Department of Oncology, St. Jude Children's Research Hospital, and Department of Pediatrics, University of Tennessee Health Science Center, Memphis, TN 38105, USA.
Hematology Am Soc Hematol Educ Program. 2010;2010:7-12. doi: 10.1182/asheducation-2010.1.7.
In patients with acute lymphoblastic leukemia (ALL), treatment response is increasingly evaluated with minimal residual disease (MRD) assays. ALL cells can be recognized by their clonal rearrangement of immunoglobulin and T-cell receptor genes, expression of gene fusions, and leukemia-associated immunophenotypes. Assays based on polymerase chain reaction or flow cytometry can detect one ALL cell among 10,000 to 100,000 normal cells in clinical samples. The vast majority of cases have antigen-receptor gene rearrangements and leukemia immunophenotypes for MRD monitoring; about half of the cases currently have suitable gene fusions. The clinical significance of MRD has been conclusively demonstrated in both childhood and adult ALL. In most studies, MRD positivity is defined by the presence of 0.01% or more ALL cells; the risk of relapse is generally proportional to the level of MRD, particularly when measured during or at the end of remission-induction therapy. The prevalence of MRD during early therapy differs among genetic and biologic ALL subtypes. However, being a measurement of drug resistance in vivo and reflecting multiple cellular, host, and treatment variables, MRD is typically an independent prognostic factor. MRD is now used in several clinical trials for risk assignment and to guide clinical management overall. The time points at which MRD testing is performed and the threshold levels that trigger treatment intensification vary according to the methodology available, the results of preclinical correlative studies, and protocol design.

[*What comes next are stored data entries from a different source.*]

PR #4520, opened 2026-09-21
feat: deliver the first 21 cards to anonymous visitors over the cap

aalemayhu:
## What

Behind a default-OFF DB flag (`anonymous_partial_delivery`), an anonymous single-file upload that produces more than 21 cards returns a 200 apkg with the first 21 cards and an `X-Cards-Held-Back` header, instead of being refused and redirected to `/limit?kind=anonymous`. The upload result shows a neutral notice with the held-back count that tells the visitor to create a free account and drop the file again. There is no server-side unlock: anonymous output is streamed once and never stored.

## Why

The free-tier wall is the main leak in `conversion_failed`; real conversion failures are a small share. An anonymous visitor does the upload, waits, and gets nothing. Signed-in free users over the monthly limit already get a partial deck on the job-queue path.

## How

- **Server:** `cardLimit` flows from `UploadService.handleSyncUpload` through `GeneratePackagesUseCase` into the worker and `DeckParser`, which truncates with `truncateDecksToCardLimit` after card transforms so exactly 21 cards ship. The apkg is built inside the worker before the cap check, so a re-run was not needed.
- **Arm:** flag on splits by `sha256(anonymous id)`; no anonymous id gets control; signed-in users and flag OFF are untouched.
- **Eligibility (added in review):** only a single non-zip file of a parser-backed format is eligible (`isPartialDeliveryEligible`). Zip and multi-file uploads keep today's refuse path and are tagged with no arm. Without this a multi-file treatment upload would have been truncated in a batch response with no notice.
- **Events:** treatment lands on `conversion_succeeded` with `card_limit_partial`, `cards_held_back`, `arm`, and a card-count bucket. Control cap-hits carry `arm` and the same bucket. Two client events, `anonymous_partial_notice_shown` and `anonymous_partial_signup_clicked`, are in both `KNOWN_EVENTS` lists. `PAYWALL_REASON_PATTERNS` is untouched.
- **Web:** `AnonymousPartialNotice` beside the success state, `role="status"`, 10 locales with plural forms, signup goes to `/register?redirect=/upload`.
- **Migration:** data-only seed of the flag row (the Ops flags tab only toggles existing rows). No schema change, so no kanel run. Migration review: ship it, no must-fix.

## Measuring success

Read in prod `events` after flipping the flag. Day 7: signup-start rate among cap-hit anonymous ids, by `arm`. Week 6: pay rate per cap-hit, by `arm`. Roll back if signup-start falls below control at day 7 or the pay rate trends below control. Cut by card-count bucket, since decks just over 21 cards are where a partial nearly satisfies the visitor. Zip and multi-file cap-hits carry no arm and are excluded from both arms.

## Testing

- Failing tests first for the eligibility rule, then the fix. Real generation test for truncation (`DeckParser.cardLimit.test.ts`), controller-level tests for flag off, treatment, control, at-cap, no anonymous id, zip and multi-file.
- Full server Jest: 7624 passed, 2 failed (`getPageCount` needs `pdfinfo`, the documented environmental failure), 2 suites skipped (`PythonExitError` venv).
- Full web vitest: 4043 passed. Server `tsc -p .` clean, web typecheck clean, `pnpm format:check` clean, `depcruise` 0 errors.
- Designer review before ready: no must-fix. Review fan-out: security clean; engineering nits addressed (dead multi-file budget removed, PrepareDeck and reversed-card tests added); UX and voice blocker addressed (changelog entry removed).

## Changelog

no changelog entry — the feature ships dark behind a default-OFF flag and later reaches only half of anonymous single-file uploads, so a What's New line would be untrue at merge. The entry ships with the PR that rolls the flag out (a review finding; the entry was removed from this PR).

## Risks and known gaps

- **Zip uploads are not covered** by this change, and zips were the largest single format at the wall. Threading a running card budget through `getPackagesFromZip` (several `PrepareDeck` call sites) is a separate change: https://github.com/2anki/server/issues/4522.
- **Cannibalisation:** some visitors who would have paid may take the 21 cards and leave. The week-6 pay-rate guardrail is the detector; do not declare a win on signups alone.
- **Signed-in sync path has the same dead end.** `handleSyncUpload` runs `CheckMonthlyCardLimitUseCase` for signed-in owners and throws instead of truncating, while the job-queue path truncates. Not changed here: https://github.com/2anki/server/issues/4523.
- **Contrast:** the filled signup button is white on `--color-primary`, about 3.7:1 in the light theme. It matches the shared primary button, so it is a token-level follow-up.
- **ru and pl headline** grammar ("21 карточка готовы") needs a native-speaker pass.
- **Hard rail:** limits path plus a migration. This PR waits for a manual merge; the post-deploy steps are in https://github.com/2anki/server/issues/4521.

## Browser check

Not run. This checkout has no dev server running and the notice only renders when the flag is ON and the visitor is in the treatment arm. To verify locally after the migration is applied: set `feature_flags.value = true` for `anonymous_partial_delivery`, upload a single markdown or HTML file that makes more than 21 cards without signing in (use an anonymous id whose hash byte is even), and check the notice at 375px and the console.

## Goal alignment

Faster: a deck arrives immediately instead of a dead-end redirect. Simpler: one fewer wall. Metric: signup-start rate among cap-hitters at day 7, pay rate per cap-hit at week 6, both in prod `events`.

Spec: recoverable from the `docs: add spec for anonymous partial delivery` commit on this branch.


aalemayhu (commented):
**Verdict**: approve. Faster and simpler: an anonymous visitor over the 21-card cap now gets a deck instead of a dead-end redirect, behind a default-OFF flag. Round 1 fan-out: security clean, engineering nits fixed (dead multi-file budget removed, PrepareDeck and reversed-card tests added), UX and voice blocker fixed (changelog entry removed, out-clause in the body). Round 2 fan-out on this head: security, engineering and UX and voice all clean. Hard-rail PR (migration plus limits path), so it waits for a manual merge.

在急性淋巴细胞白血病 (ALL) 患者中,治疗反应越来越多地通过微小残留病 (MRD) 检测来评估。ALL 细胞可以通过其免疫球蛋白和 T 细胞受体基因的克隆重排、基因融合的表达以及白血病相关免疫表型来识别。基于聚合酶链反应或流式细胞术的检测可以在临床样本中检测到 10000 到 100000 个正常细胞中的一个 ALL 细胞。绝大多数病例都有抗原受体基因重排和 MRD 监测的白血病免疫表型;目前约有一半的病例有合适的基因融合。MRD 的临床意义在儿童和成人 ALL 中都得到了明确的证实。在大多数研究中,MRD 阳性的定义是存在 0.01%或更多的 ALL 细胞;复发的风险通常与 MRD 的水平成正比,尤其是在缓解诱导治疗期间或结束时测量时。在早期治疗期间,MRD 在不同的遗传和生物学 ALL 亚型中的发生率存在差异。然而,作为体内耐药性的测量值,并反映了多个细胞、宿主和治疗变量,MRD 通常是一个独立的预后因素。MRD 现在在几个临床试验中用于风险分配和指导整体临床管理。进行 MRD 检测的时间点和触发治疗强化的阈值水平因可用的方法、临床前相关性研究的结果和方案设计而异。